#### [PROMPT]
Print out the entries that follow exactly, missing none.

#### [DATA SUPPLIED]
PR #703, opened 2022-10-08
install: force symlink creation

gromgit:
Several users have set `core.symlinks = false` at global level, likely in a WSL context. This breaks Aliases, among other things.

Also ensure consistency in `git config` invocations with `brew update*`.

Ref: https://github.com/Homebrew/homebrew-core/issues/112539


carlocab (approved):

MikeMcQuaid (approved):
Makes sense to me, thanks @gromgit!

If we get any more of these, may want to consider having a method that sets them all consistently between both repos.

#### [OUTPUT FOR THIS TASK]
PR #703, opened 2022-10-08
install: force symlink creation

gromgit:
Several users have set `core.symlinks = false` at global level, likely in a WSL context. This breaks Aliases, among other things.

Also ensure consistency in `git config` invocations with `brew update*`.

Ref: https://github.com/Homebrew/homebrew-core/issues/112539


carlocab (approved):

MikeMcQuaid (approved):
Makes sense to me, thanks @gromgit!

If we get any more of these, may want to consider having a method that sets them all consistently between both repos.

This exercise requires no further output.